PLQ - le parti du Canada... anglais, du West-Island, des fédéralistes purzédurs



It's not that Jean Charest doesn't like anglophones. Hell, he loves us.
So much so that he's even chosen to live in Westmount, whose more affluent residents might be the only people left in Quebec among whom he feels comfortable. In the National Assembly he's the member for Sherbrooke, but he's really the member from Above Sherbrooke.
And he's the very opposite of Jacques Parizeau; he loves our money and our votes - especially our money and our votes.
He's never had the Quebec Liberal Party turn down a contribution because the cheque was written in English. Our electoral ridings are safe places for him to run "star" candidates who couldn't get elected among their fellow francophones.
And the only reason he still has a political career is that enough anglophones voted for him on March 26.
So it's not that he doesn't like us. It's just that Charest, whose mother is an anglophone of Irish descent and who was baptized John James, though he now passes as a real Quebecer, doesn't want to be seen in public with us. We're like his mistress, a relationship he'd like to keep on the down-low.
In private, he'll give us the occasional gift, provided he thinks nobody else will find out about it. A few years ago, he got caught trying to slip full public funding for Jewish private schools past his own cabinet, and had to take it back.
But in public, no Liberal premier has ever treated us with such consistent, naked contempt as Charest. Robert Bourassa passed anti-English legislation, but at least acted as though he regretted hurting our feelings, and made clumsy efforts to make it up to us.
Charest? As of yesterday, two days after he announced his new cabinet, he hadn't uttered a word of regret about dropping Geoffrey Kelley and Lawrence Bergman and replacing them with a young anglophone with less than three years of experience in elected politics. It's the weakest anglophone representation in a Liberal cabinet since at least 1994.
In fact, Immigration Minister Yolande James apparently doesn't even consider herself an anglophone representative. According to the official Assembly transcript, when she was asked in English after her swearing in how she would represent the anglophone community, she stammered:
"We are a team and we'll always be a team, and in full ... diversity, whether it be culturally, with the three ... language, and all 48 members of the caucus will be working strongly together on all issues including those touching the anglophone community.
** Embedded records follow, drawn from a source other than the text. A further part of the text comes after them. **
PR #548, opened 2019-07-26
Sci 1986 fix filename regular expression

jdidion:
When the user does not provide a local filename to use with the dxpy.sugar.transfer.download* functions, we use the filename of the remote file, but we remove "unsafe" characters. The regular expression for identifying unsafe characters was missing '-'. The new regular expression is `r"[^\w-.]"`.

### DIFF
--- a/src/python/dxpy/sugar/transfers.py
+++ b/src/python/dxpy/sugar/transfers.py
@@ -64,7 +64,8 @@ from dxpy.sugar import processing as proc
 
 
 LOG = logging.getLogger()
-SPECIAL_RE = re.compile(r"[^\w.]")
+SPECIAL_RE = re.compile(r"[^\w-.]")
+"""Used based on recommendation here: https://superuser.com/a/748264/70028."""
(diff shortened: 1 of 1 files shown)


src/python/dxpy/sugar/transfers.py
```diff
@@ -64,7 +64,8 @@
 
 
 LOG = logging.getLogger()
-SPECIAL_RE = re.compile(r"[^\w.]")
+SPECIAL_RE = re.compile(r"[^\w-.]")
```
Damien-Black:
```suggestion
SPECIAL_RE = re.compile(r"[^\w\-\.]")
```

Only the `\-` is needed to not misinterpret the RE and a range [\w ... .], which is invalid and shouldn't compile. Added the `\.` just to future proof a bit if someone adds characters here.

jdidion: In an r-string, the escapes are redundant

Thank you very much."
It might be too much to expect James not to defer to her older, more experienced colleagues in the cabinet instead of pressing them hard on such issues as the under-representation of minorities in the government.
But anglophones should not be too hard on her. Charest has demeaned her by speaking of her only as the first minister ever from a visible minority, as though that's her only qualification. She's too bright to be a mere token. And she's not to blame for dropping Kelley and Bergman from the cabinet.
It's just that Charest wanted a small cabinet so there could be as many ministers from the regions as from the Montreal area and as many women as men. As representatives of a slavishly captive electorate, Kelley and Bergman were expendable.
The mayor of Westmount has reacted by saying anglophones, tired of being taken granted by the Liberals, might switch their votes to Mario Dumont's Action democratique. But Karin Marks told me yesterday she herself does not intend to resign as vice-president of the Liberal association in Westmount-Saint-Louis "for the moment."
Charest knows she's bluffing. In fact, she might be doing him a favour, because the louder anglophones complain about his treatment of them, the more nationalist street cred it might give him among the francophones he needs to win back.
Anyway, he knows that as long as there's a chance of the Parti Quebecois returning to power, we'll stick with him, as battered mistresses often do.
Sure, he slaps us around from time to time, but only because we asked for it. He really does love us. He just can't show it.